-- What you will do --
Read the records and gather each line that includes "accept".

··· Source records

PR #358, opened 2020-12-04
Fix wormhole streamers to use passthrough_dynamic SIPO/PISO

muwyse:
This change modifies the wormhole streamer modules to use passthrough_dynamic variants of SIPO/PISO when protocol data width < link flit width. The streamer protocol client provides an expected number of data flits and then the wormhole streamer computes the number of protocol data flits per PISO/SIPO transaction.

Without this feature, the protocol client would need to send extra null data packets (SIPO) or drain null data packets (PISO) to completely fill or drain the SIPO/PISO, respectively.

~~This change allows the wormhole_stream_out module to drain invalid client data flits. This can occur when the input link flit width is greater than the output client protocol data width, if the client protocol message does not have a full link flit width of data. Without the drain, the client would be responsible for knowing the link flit width and draining extra, invalid data packets.~~

### DIFF
--- a/bsg_noc/bsg_wormhole_stream_in.v
+++ b/bsg_noc/bsg_wormhole_stream_in.v
@@ -165,7 +165,7 @@ module bsg_wormhole_stream_in
       // set value is zero based and equal to (protocol beats - 1)
       // SIPO passthrough sends same cycle it receives last data input
       logic [pr_len_width_p-1:0] pr_data_cnt;
-      wire pr_data_consumed = (pr_data_cnt == '0);
+      wire pr_data_last = (pr_data_cnt == '0);
       bsg_counter_set_down
        #(.width_p(pr_len_width_p)
          ,.init_val_p('0)
@@ -176,7 +176,7 @@ module bsg_wormhole_stream_in
          ,.reset_i(reset_i)
          ,.set_i(hdr_v_i & hdr_ready_and_o)
          ,.val_i(pr_data_beats_i)
-         ,.down_i(data_v_i & data_ready_and_o & ~pr_data_consumed)
+         ,.down_i(data_v_i & data_ready_and_o & ~pr_data_last)
          ,.count_r_o(pr_data_cnt)
          );
 
--- a/bsg_noc/bsg_wormhole_stream_in.v
+++ b/bsg_noc/bsg_wormhole_stream_in.v
@@ -68,10 +68,10 @@ module bsg_wormhole_stream_in
    , input [hdr_width_p-1:0]     hdr_i
    , input                       hdr_v_i
    , output                      hdr_ready_and_o
-   // number of protocol message data flits in arriving wormhole message
+   // number of protocol message data packets in arriving wormhole message
    // arrives late when hdr_v_i & hdr_ready_and_o
-   // value is flits-1 (i.e., zero based)
-   , input [pr_len_width_p-1:0]  pr_data_flits_i
+   // value is len-1 (i.e., zero based)
+   , input [pr_len_width_p-1:0]  pr_data_beats_i
 
    // The protocol data information
    , input [pr_data_width_p-1:0] data_i
@@ -140,10 +140,9 @@ module bsg_wormhole_stream_in
     //   protocol data, aggregate it, and then send it out on the wormhole network
     begin : narrow
       // flit_width_p > pr_data_width_p -> multiple protocol data per link flit
-      // and the protocol data may not completely fill the SIPO. Need to track how
-      // many protocol data flits remain for each SIPO transaction
+      // and the protocol data may not completely fill the SIPO.
 
-      // number of protocol data flits per full link flit
+      // number of protocol data per full link flit
       localparam [len_width_p-1:0] max_els_lp = `BSG_CDIV(flit_width_p, pr_data_width_p);
       localparam lg_max_els_lp = `BSG_SAFE_CLOG2(max_els_lp);
       // SIPO len_i is zero-based, i.e., input is len-1
@@ -153,11 +152,11 @@ module bsg_wormhole_stream_in
       logic sipo_first_lo;
       logic [lg_max_els_lp-1:0] sipo_len_li;
 
-      // count of protocol data flits to send
-      // last flit is consumed when pr_data_cnt is 0
+      // count of protocol data packets to send
+      // last data is consumed when pr_data_cnt is 0
       // set late when hdr_v_i & hdr_ready_and_o
       // set value is provided by input client
-      // set value is zero based and equal to (protocol flits - 1)
+      // set value is zero based and equal to (protocol beats - 1)
       // SIPO passthrough sends same cycle it receives last data input
       logic [pr_len_width_p-1:0] pr_data_cnt;
       wire pr_data_consumed = (pr_data_cnt == '0);
@@ -170,17 +169,15 @@ module bsg_wormhole_stream_in
         (.clk_i(clk_i)
          ,.reset_i(reset_i)
          ,.set_i(hdr_v_i & hdr_ready_and_o)
-         ,.val_i(pr_data_flits_i)
+         ,.val_i(pr_data_beats_i)
          ,.down_i(data_v_i & data_ready_and_o & ~pr_data_consumed)
          ,.count_r_o(pr_data_cnt)
          );
 
-      // for each SIPO transaction, provide number of protocol flits to expect
-      assign sipo_len_li = (data_v_i & sipo_first_lo)
-                           ? (pr_data_cnt >= sipo_full_len_lp)
-                             ? sipo_full_len_lp
-                             : lg_max_els_lp'(pr_data_cnt)
-                           : '0;
+      // for each SIPO transaction, provide number of protocol data to expect
+      assign sipo_len_li = (pr_data_cnt >= sipo_full_len_lp)
+                           ? sipo_full_len_lp
+                           : lg_max_els_lp'(pr_data_cnt);
 
       bsg_serial_in_parallel_out_passthrough_dynamic
        #(.width_p(pr_data_width_p)
--- a/bsg_noc/bsg_wormhole_stream_in.v
+++ b/bsg_noc/bsg_wormhole_stream_in.v
@@ -29,15 +29,15 @@
 //   ---------------------------------------------------------------
 //   - header flits do not contain any data
 //
-// Data can be sent the same or any cycle after header, but only 1 message at
+// Data can be sent any cycle after header, but only 1 message at
 //   a time is supported.
 // - Legal: H     H
 //            D-D   D-D
-// - Legal: H   H
-//          D-D D-D
 // - Illegal: H H
 //            D-D-D-D
 //   (Header sent too early)
+//
+// This module does not accept data until the header sends
 //
 module bsg_wormhole_stream_in
  #(// The wormhole router protocol information
@@ -90,6 +90,9 @@ module bsg_wormhole_stream_in
 
   logic [flit_width_p-1:0] hdr_lo;
   logic hdr_v_lo, hdr_ready_and_li;
+  logic hdr_v_li, hdr_ready_and_lo;
+  assign hdr_v_li = is_hdr & hdr_v_i;
+  assign hdr_ready_and_o = is_hdr & hdr_ready_and_lo;
 
   // Header is input all at once and streamed out 1 flit at a time
   bsg_parallel_in_serial_out_passthrough
@@ -101,8 +104,8 @@ module bsg_wormhole_stream_in
      ,.reset_i(reset_i)
 
      ,.data_i(hdr_i)
-     ,.v_i(hdr_v_i)
-     ,.ready_and_o(hdr_ready_and_o)
+     ,.v_i(hdr_v_li)
+     ,.ready_and_o(hdr_ready_and_lo)
 
      ,.data_o(hdr_lo)
      ,.v_o(hdr_v_lo)
@@ -112,6 +115,9 @@ module bsg_wormhole_stream_in
 
   logic [flit_width_p-1:0] data_lo;
   logic data_v_lo, data_ready_and_li;
+  logic data_v_li, data_ready_and_lo;
+  assign data_ready_and_o = is_data & data_ready_and_lo;
+  assign data_v_li = is_data & data_v_i;
 
   // Protocol data is 1 or multiple flit-sized. We accept a large protocol data
   //   and then stream out 1 flit at a time
@@ -127,8 +133,8 @@ module bsg_wormhole_stream_in
          ,.reset_i(reset_i)
 
          ,.data_i(data_i)
-         ,.v_i(data_v_i)
-         ,.ready_and_o(data_ready_and_o)
+         ,.v_i(data_v_li)
+         ,.ready_and_o(data_ready_and_lo)
 
          ,.data_o(data_lo)
          ,.v_o(data_v_lo)
@@ -188,14 +194,12 @@ module bsg_wormhole_stream_in
          ,.reset_i(reset_i)
 
          ,.data_i(data_i)
-         ,.v_i(data_v_i)
-         ,.ready_and_o(data_ready_and_o)
+         ,.v_i(data_v_li)
+         ,.ready_and_o(data_ready_and_lo)
 
          ,.first_o(sipo_first_lo)
 
-         // TODO: need sipo_len_li on data_v_i & first_o
-         // should this module provide any buffering for data arriving before
-         // header or sipo_len_li is valid?
+         // len_i must be valid when v_i & first_o
          ,.len_i(sipo_len_li)
 
          ,.data_o(data_lo)
--- a/bsg_noc/bsg_wormhole_stream_in.v
+++ b/bsg_noc/bsg_wormhole_stream_in.v
@@ -27,6 +27,7 @@
 //   ---------------------------------------------------------------
 //   | data   | data  | data  | data  | protocol info | len   cord |
 //   ---------------------------------------------------------------
+//   - header flits do not contain any data
 //
 // Data can be sent the same or any cycle after header, but only 1 message at
 //   a time is supported.
@@ -54,6 +55,7 @@ module bsg_wormhole_stream_in
    // Higher level protocol information
    , parameter pr_hdr_width_p  = "inv"
    , parameter pr_data_width_p = "inv"
+   , parameter pr_len_width_p  = "inv"
 
    // Size of the wormhole header + the protocol header. The data starts afterwards.
    // Users may set this directly rather than relying on the protocol header derived default
@@ -66,6 +68,10 @@ module bsg_wormhole_stream_in
    , input [hdr_width_p-1:0]     hdr_i
    , input                       hdr_v_i
    , output                      hdr_ready_and_o
+   // number of protocol message data flits in arriving wormhole message
+   // arrives late when hdr_v_i & hdr_ready_and_o
+   // value is flits-1 (i.e., zero based)
+   , input [pr_len_width_p-1:0]  pr_data_flits_i
 
    // The protocol data information
    , input [pr_data_width_p-1:0] data_i
@@ -83,7 +89,7 @@ module bsg_wormhole_stream_in
   localparam [len_width_p-1:0] hdr_len_lp = `BSG_CDIV(hdr_width_p, flit_width_p);
 
   logic [flit_width_p-1:0] hdr_lo;
-  logic hdr_ready_lo, hdr_v_lo, hdr_ready_and_li;
+  logic hdr_v_lo, hdr_ready_and_li;
 
   // Header is input all at once and streamed out 1 flit at a time
   bsg_parallel_in_serial_out_passthrough
@@ -96,13 +102,12 @@ module bsg_wormhole_stream_in
 
      ,.data_i(hdr_i)
      ,.v_i(hdr_v_i)
-     ,.ready_and_o(hdr_ready_lo)
+     ,.ready_and_o(hdr_ready_and_o)
 
      ,.data_o(hdr_lo)
      ,.v_o(hdr_v_lo)
      ,.ready_and_i(hdr_ready_and_li)
      );
-  assign hdr_ready_and_o = hdr_ready_lo;
   assign hdr_ready_and_li = is_hdr & link_ready_and_i;
 
   logic [flit_width_p-1:0] data_lo;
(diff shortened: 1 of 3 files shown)


bsg_noc/bsg_wormhole_stream_out.v
```diff
@@ -103,8 +106,39 @@ module bsg_wormhole_stream_out
   assign data_v_li = is_data & link_v_i;
   // Protocol data is less than a single flit-sized. We accept a large
   //   wormhole flit, then let the client process it piecemeal
-  if (flit_width_p >= pr_data_width_p)
+  if (flit_width_p > pr_data_width_p)
     begin : narrow
+      // flit_width_p > pr_data_width_p -> multiple protocol data per link flit
```
dpetrisko, line 111: Could optimize to just reset on the piso on data consumed. Degenerate case is pr_len = 1, PISO els = 1000

bsg_noc/bsg_wormhole_stream_out.v
```diff
@@ -66,6 +68,7 @@ module bsg_wormhole_stream_out
    , output [hdr_width_p-1:0]     hdr_o
    , output                       hdr_v_o
    , input                        hdr_ready_and_i
+   , input [pr_len_width_p-1:0]   data_len_i
```
dpetrisko, line 71: comment that this is a late signal, computed from hdr_o

dpetrisko (changes requested):
Can you add a test configuration to the testbench for this case?

bsg_noc/bsg_wormhole_stream_out.v
```diff
@@ -27,6 +27,7 @@
 //   ---------------------------------------------------------------
 //   | data   | data  | data  | data  | protocol info | len   cord |
 //   ---------------------------------------------------------------
+//   - header flits do not contain any data
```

······

-- Response to the task --
+// This module does not accept data until the header sends
   // Protocol data is 1 or multiple flit-sized. We accept a large protocol data
   // Protocol data is less than a single flit-sized. We accept a large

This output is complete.